Across 12 control objectives, the service auditor tests 47 individual controls for operating effectiveness over the full twelve-month period, selecting samples and inspecting evidence of performance. Much of this is ticking and bashing: does the approval match the policy, does the output match the input, does the timestamp fall within the control window.

One exception surfaces. A participant data change processed in April 2024 went through without the required independent review. That change was a salary update, which directly affects benefit calculations. The service auditor reports it per ISAE 3402.42.

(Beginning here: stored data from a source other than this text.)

PR #513, opened 2022-11-25
🚨  Expand Tile Server API

measty:
This PR adds to the tileserver a variety of endpoints required by the visualization interface for changing slide, changing overlays, and controlling various aspects of how rendered annotations are displayed. Use these endpoints to control the tiles served by the tileserver.

added routes are:

```
GET: "/tileserver/session_id": setup a session id upon a new connection
PUT: "/tileserver/color_prop": change the property used to determine the color of rendered annotations
PUT: "/tileserver/slide":  change the slide as specified in the path
PUT: "/tileserver/cmap": change colourmap
PUT: "/tileserver/annotations": load some annotations, adding to existing if present
PUT: "/tileserver/overlay": change or add an overlay. If provided a path to a file containing annotations, current annotation overlay layer is replaced. Image-based overlays are added as new layers.
POST: "/tileserver/commit": save the current overlay database
PUT: "/tileserver/renderer/<prop>": generic updater for renderer props that don't need specific endpoint to handle them
PUT: "/tileserver/secondary_cmap": specify a colormap override for one specific type
GET: "/tileserver/prop_names/<ann_type>": get all unique properties that appear on annotations in the store
GET: "/tileserver/prop_values/<prop>/<ann_type>": get all values of property over annotations of specified type (or all)
GET: "/tileserver/reset/<session_id>": reset the server, removing info associated with session
GET: "/tileserver/color_prop": get the property used to determine the color of rendered annotations
GET: "/tileserver/slide":  get the current slide info
GET: "/tileserver/cmap": get colourmap
GET: "/tileserver/annotations": get annotations in a within given geometry
GET: "/tileserver/overlay": get current annotation overlay
GET: "/tileserver/renderer": get a renderer prop that doesn't need specific endpoint to handle it
GET: "/tileserver/secondary_cmap": get the colormap override for one specific type
```

Further details of the route specifics and required parameters can be found in the tileserver_api.yml specification.

I've updated it to use more appropriate verbs and have added an openAPI .yml file to describe the api.

The main added features are:

1. Provides an endpoint to change the base slide that the tileserver serves tiles from. Paths provided to the tileserver in this endpoint and others should be in url encoded form (for example the result of urllib.parse.quote(path)).
2. Provides an endpoint to add an overlay to the tileserver from a path to an overlayable source. This can be either a pyramid image of the same size as the base slide, or a low resolution non-pyramidal overlay image of the same aspect ratio, or a source of annotations in a compatible format such as a tiatoolbox SQLiteStore .db file, or a .geojson file. The overlay will be added as a layer. The tileserver can support one annotation-based overlay, and an unlimited number of image-based overlays. An annotation overlay will be added with layer name 'overlay', replacing any previous annotation layer. An image overlay will be added as 'layer-N' where N is the number of image overlays present including the newly added one.
3. Provides an endpoint to load new annotations from a file. These will be added to the current annotation overlay in a non-permanent way. To save added annotations to the .db (or save a .db of the current annotations if it was loaded from another source such as .geojson), a 'commit' endpoint is provided.
4. Provides a variety of endpoints to control how the annotations are rendered when generating the annotation overlay layer. This includes operations such as modifying the property used to determine the colour of rendered annotations, the ability to specify the colourmap used to calculate the colour from the property, and the ability to set various renderer properties such as edge thickness, filters on which annotations are rendered, etc. See AnnotationRenderer class documentation for details of properties and their effects.


John-P:
Rather than using verbs in the URL routes I would suggest using proper [HTTP verbs](https://developer.mozilla.org/en-US/docs/Web/HTTP/Methods) such as GET and POST and to turn this into a proper [REST API](https://www.redhat.com/en/topics/api/what-is-a-rest-api).

John-P:
I would also suggest making an OpenAPI YAML file to describe these endpoints. E.g. I am unclear what /setup does at the moment.

tiatoolbox/visualization/tileserver_api.yml
```diff
@@ -0,0 +1,290 @@
...
+                    type: array
+                    items:
+                      type: string
+
+  /tileserver/reset:
+    get:
+      summary: Remove no longer needed objects if user closed the browser
+      responses:
+        '200':
+          description: Successful response
```
John-P, line 290: Is this action on some kind of timeout? E.g. if the user loses connection or the browser crashes? Else the clean up will never be called.

tiatoolbox/visualization/tileserver_api.yml
```diff
@@ -0,0 +1,290 @@
...
+          schema:
+            type: string
+      responses:
+        '200':
+          description: jsonified list of types present in the overlay, if any
+          content:
+            application/json:
+
+  /tileserver/commit/{save_path}:
+    get:
```
John-P, line 176:
```suggestion
    post:
```

tiatoolbox/visualization/tileserver_api.yml
```diff
@@ -0,0 +1,290 @@
...
+          name: save_path
+          description: Url safe path to save the database changes
+          required: true
+          schema:
+            type: string
+      responses:
+        '200':
+          description: Successful response
+
+  /tileserver/update_renderer/{prop}/{val}:
```
John-P, line 189:
```suggestion
  /tileserver/renderer/{prop}/{val}:
```

tiatoolbox/visualization/tileserver_api.yml
```diff
@@ -0,0 +1,290 @@
...
+          name: val
+          description: New value for the property
+          required: true
+          schema:
+            type: string
+      responses:
+        '200':
+          description: Successful response
+
+  /tileserver/change_secondary_cmap/{type_id}/{prop}/{cmap}:
```
John-P, line 209:
```suggestion
  /tileserver/secondary_cmap/{type_id}/{prop}/{cmap}:
```

tiatoolbox/visualization/tileserver_api.yml
```diff
@@ -0,0 +1,290 @@
...
+          name: cmap
+          description: Color map to use for the property
+          required: true
+          schema:
+            type: string
+      responses:
+        '200':
+          description: Successful response
+
+  /tileserver/get_prop_names/{ann_type}:
```
John-P, line 236:
```suggestion
  /tileserver/prop_names/{ann_type}:
```

tiatoolbox/visualization/tileserver_api.yml
```diff
@@ -0,0 +1,290 @@
...
+            type: string
+      responses:
+        '200':
+          description: List of annotation properties.
+          content:
+            application/json:
+              schema:
+                type: array
+
+  /tileserver/get_prop_values/{prop}/{ann_type}:
```
John-P, line 255:
```suggestion
  /tileserver/prop_values/{prop}/{ann_type}:
```

tiatoolbox/visualization/tileserver_api.yml
```diff
@@ -0,0 +1,290 @@
...
+              schema:
+                type: object
+                properties:
+                  values:
+                    type: array
+                    items:
+                      type: string
+
+  /tileserver/reset:
+    get:
```
John-P, line 286:
```suggestion
    put:
```

tiatoolbox/visualization/tileserver_api.yml
```diff
@@ -0,0 +1,290 @@
...
+            or a dict string
+          required: true
+          schema:
+            type: string
+      responses:
+        '200':
+          description: Successful response
+
+  /tileserver/load_annotations/{file_path}/{model_mpp}:
+    put:
```
John-P, line 134:
```suggestion
    post:
```

If this is adding a new thing I would use POST and for updating existing use PUT.

John-P (changes requested):
Nice expansion of the capabilities of the tile server.

Some suggestions on the API are to remove verbs from the route and change some of the HTTP verbs for some routes.

I am also concerned about user authentication and management. That is a massive can or worms (many security issues etc) and think we should not be managing that. I suggest leaving it to someone else such as oauth etc. Else it should be outside the scope of the toolbox.

tiatoolbox/visualization/tileserver_api.yml
measty: Bokeh has some hooks you can use to do stuff when specific things happen. So in the bokeh app, I have this set up to be called when a bokeh session is destroyed (eg if they close the window)

tiatoolbox/visualization/tileserver_api.yml
```diff
@@ -0,0 +1,290 @@
...
+          description: Successful response
+          headers:
+          Set-Cookie:
+            schema:
+              type: string
+            description: The 'user' cookie containing the user identifier.
+
+  /tileserver/change_color_prop/{prop}:
+    put:
+      summary: Update property to color annotations by
```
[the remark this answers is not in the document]
measty: it isnt missing anything - but perhaps I could phrase it better. It updates the property that is used to determine the annotations rendered color (for example we might color by type, or color by BAM score, or whatever)

tiatoolbox/visualization/tileserver_api.yml
```diff
@@ -0,0 +1,290 @@
...
+      description: This endpoint serves a web page with a simple slide viewer
+      responses:
+        '200':
+          description: The index page.
+          content:
+            text/html:
+              schema:
+                type: string
+
+  /tileserver/get_user:
```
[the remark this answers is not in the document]
measty: this endpoint just returns a randomly generated ID, that will be used to identify requests coming from a particular session to disambiguate them from requests coming from another session

measty:
I've updated the routes as requested so that they dont include the verbs, and have also renamed all the 'user' related stuff to 'session' to make clear its a temporary session id and not a persistent user login type thing.

I think it should be ready for merging now

tests/test_tileserver.py
```diff
@@ -1,21 +1,37 @@
...
+from matplotlib import colormaps
 from shapely.geometry import LineString, Polygon
 from shapely.geometry.point import Point
 
 from tests.test_annotation_stores import cell_polygon
+from tests.test_utils import make_simple_dat
 from tiatoolbox.annotation.storage import Annotation, AnnotationStore, SQLiteStore
 from tiatoolbox.cli.common import cli_name
-from tiatoolbox.utils.misc import imwrite
+from tiatoolbox.utils.misc import imread, imwrite
```
shaneahmed, line 19: You can merge #606 and import as below
```suggestion
from tiatoolbox.utils import imread, imwrite
```

tests/test_tileserver.py
```diff
@@ -1,21 +1,37 @@
...
 from tiatoolbox.visualization.tileserver import TileServer
 from tiatoolbox.wsicore.wsireader import WSIReader
```
shaneahmed, line 21:
```suggestion
from tiatoolbox.wsicore import WSIReader
```

tiatoolbox/visualization/tileserver.py
```diff
@@ -63,33 +70,110 @@ def __init__(
...
+        if cmap[0] == "{":
+            cmap = ast.literal_eval(cmap)
+
+        if cmap == "None":
+            return None
+        if isinstance(cmap, str):
+            return colormaps[cmap]
+
+        def cmapp(x):
+            """Dictionary colormap callable wrapper"""
```
shaneahmed, line 173:
```suggestion
            """Dictionary colormap callable wrapper."""
```

tiatoolbox/visualization/tileserver.py
```diff
@@ -160,18 +263,46 @@ def zoomify(
 
         """
         try:
-            pyramid = self.tia_pyramids[layer]
+            pyramid = self.tia_pyramids[session_id][layer]
```
shaneahmed, line 266: Why we name these as "tia_pyramids"?

shaneahmed:
> This draft PR adds to the tileserver a variety of endpoints required by the visualization interface for changing slide, changing overlays, and controlling various aspects of how rendered annotations are displayed. Use these endpoints to control the tiles served by the tileserver.
> 
> added routes are:
> 
> ```
> GET: "/tileserver/session_id": setup a session id upon a new connection
> PUT: "/tileserver/color_prop/<prop>": change the property used to determine the color of rendered annotations
> PUT: "/tileserver/slide/<slide_path>":  change the slide as specified in the path
> PUT: "/tileserver/cmap/<cmap>": change colourmap
> PUT: "/tileserver/load_annotations/<file_path>/<float:model_mpp>": load some annotations, adding to existing if present
> PUT: "/tileserver/overlay/<overlay_path>": change or add an overlay. If provided a path to a file containing annotations, current annotation overlay layer is replaced. Image-based overlays are added as new layers.
> GET: "/tileserver/commit/<save_path>": save the current overlay database
> PUT: "/tileserver/renderer/<prop>/<val>": generic updater for renderer props that don't need specific endpoint to handle them
> PUT: "/tileserver/secondary_cmap/<type_id>/<prop>/<cmap>": specify a colormap override for one specific type
> GET: "/tileserver/prop_names/<ann_type>": get all unique properties that appear on annotations in the store
> GET: "/tileserver/prop_values/<prop>/<ann_type>": get all values of property over annotations of specified type (or all)
> GET: "/tileserver/reset/<session_id>": reset the server, removing info associated with session
> ```
> 
> I've updated it to use more appropriate verbs and have added an openAPI .yml file to describe the api.

@measty Please can you update this description. If you can highlight the main features added that would be great.

tiatoolbox/visualization/tileserver_api.yml
```diff
@@ -0,0 +1,290 @@
...
+          required: true
+          schema:
+            type: string
+      responses:
+        '200':
+          description: Successful response
+
+  /tileserver/load_annotations/{file_path}/{model_mpp}:
+    put:
+      summary: Load annotations for a slide
```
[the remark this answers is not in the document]
measty: This endpoint adds annotations to the current annotation overlay layer, if there is one existing already. If one doesn't exist, then one is created. I've assigned it as 'put', because it is putting additional annotations into the annotation overlay layer (by loading them from a file).

measty:
I've updated the description to highlight the added functionality, removed the tia_ from some variable names, and changed the imports as suggested.

John-P:
The URLs still don't look right to me. There should be corresponding PUT and GET requests should be for the same resource and PUT parameters shouldn't be in the URL unless it is specifying the resource itself. E.g. PUT: "/tileserver/cmap/<cmap>" shouldn't have <cmap> in the URL but in the payload. This is because GET: "/tileserver/cmap/" should return the current cmap and PUT: "/tileserver/cmap/" should set it. See https://www.rfc-editor.org/rfc/rfc7231#section-4.3.4.

measty:
> The URLs still don't look right to me. There should be corresponding PUT and GET requests should be for the same resource and PUT parameters shouldn't be in the URL unless it is specifying the resource itself. E.g. PUT: "/tileserver/cmap/" shouldn't have `<cmap>` in the URL but in the payload. This is because GET: "/tileserver/cmap/" should return the current cmap and PUT: "/tileserver/cmap/" should set it. See https://www.rfc-editor.org/rfc/rfc7231#section-4.3.4.

@John-P I've put all the parameters for the 'put' routes in the payload, added 'get' requests for the 'put' requests that didn't already have them, and changed the tests/yaml accordingly.

tiatoolbox/visualization/tileserver_api.yml
```diff
@@ -0,0 +1,399 @@
...
+      requestBody:
+        required: true
+        content:
+          application/x-www-form-urlencoded:
+            schema:
+              type: object
+              properties:
+                cmap:
+                  type: string
+                  description: Name of the colormap, should be a matplotlib colormap or a dict string
```
John-P, line 154: @measty should this be 'urlencoded' if it's not in the URL?

John-P: I'm not sure familiar with the openapi yaml schema so I may be wrong but it just didn't look quite right.

tiatoolbox/visualization/tileserver_api.yml
```diff
@@ -0,0 +1,399 @@
...
+                      type: object
+
+  /tileserver/overlay:
+    put:
+      summary: Change overlay for a slide
+      description: This endpoint changes the overlay. If the path points to some annotations, the current overlay is replaced with the new one. If the path points to an image, it is added as a new layer.
+      requestBody:
+        required: true
+        content:
+          application/x-www-form-urlencoded:
```
John-P, line 226: Same thing here, is this right?

tiatoolbox/visualization/tileserver_api.yml
```diff
@@ -99,7 +99,7 @@ paths:
               properties:
                 prop:
                   type: string
-                  description: The property to color annotations by
+                  description: json encoded property name to color annotations by
```
John-P, line 102: Minor suggestion: json -> JSON

tiatoolbox/visualization/tileserver_api.yml
```diff
@@ -197,10 +197,10 @@ paths:
               properties:
                 bounds:
                   type: list
-                  description: a list of 4 numbers, [xmin, ymin, xmax, ymax] describing the bounds of the query
+                  description: a json encoded list of 4 numbers, [xmin, ymin, xmax, ymax] describing the bounds of the query
                 where:
                   type: string
-                  description: a valid AnnotationStore filter string
+                  description: a valid AnnotationStore filter string, json encoded
```
John-P, line 203: a -> A

measty: I've corrected the capitalization in the instances you pointed out and a few other ones too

Report outcome: unmodified opinion, but the exception is noted. Each of the 14 pension fund auditors (the user auditors) now has to evaluate whether this specific exception affects the assertions they're testing in their own engagements. For a fund where the affected participant is a member, the user auditor tests whether the unreviewed salary change caused a misstatement in benefit payments or liability calculations.

What reviewers get wrong

Service auditors sometimes describe the system boundary too broadly, pulling in processes that don't affect user entities' financial reporting. ISAE 3402.9(a) requires the description to cover only controls relevant to user entities' internal control over financial reporting.

The NBA has noted that some reports lack sufficient detail in the description of tests performed and results obtained. ISAE 3402.42 requires enough detail for user auditors to assess the relevance and reliability of the evidence. A summary statement that "controls operated effectively" without describing the nature, timing, and extent of testing doesn't meet the standard.

Nobody on the user audit team can do anything useful with a one-line conclusion. You've waited three months for the report, it finally arrives, and it tells you nothing about what was actually tested. That's the report that generates the most review notes.

ISAE 3402 vs SOC 1

Dimension ISAE 3402 SOC 1 (SSAE 18)
Issuing body IAASB (international) AICPA (United States)
Jurisdiction European and international Primarily US
Report types Type I and Type II Type 1 and Type 2
Underlying framework ISAE 3000 (Revised) AT-C Section 320
EU acceptance Accepted directly Accepted by many, some require ISAE 3402

Key standard references used here

  • ISAE 3402.3: Scope (assurance reports on controls at a service organization relevant to user entities' financial reporting).
  • ISAE 3402.9(a): The service organization's description must cover only controls relevant to user entities' internal control over financial reporting.
  • ISAE 3402.13: Written assertion from service organization management is a precondition for the engagement.
  • ISAE 3402.42: Description of tests performed and results obtained, including exceptions, in the service auditor's report.
  • ISA 402 : The user auditor's responsibilities when the user entity uses a service organization.

Related terms

Related reading

Frequently asked questions

Is an ISAE 3402 report an audit opinion?

No. It is an assurance report on controls at a service organization, not an opinion on the service organization's financial statements. It provides evidence that user auditors can rely on under ISA 402.

What is the difference between Type I and Type II under ISAE 3402?

A Type I report covers design of controls at a specific date. A Type II report adds testing of operating effectiveness over a period, providing stronger evidence for user auditors.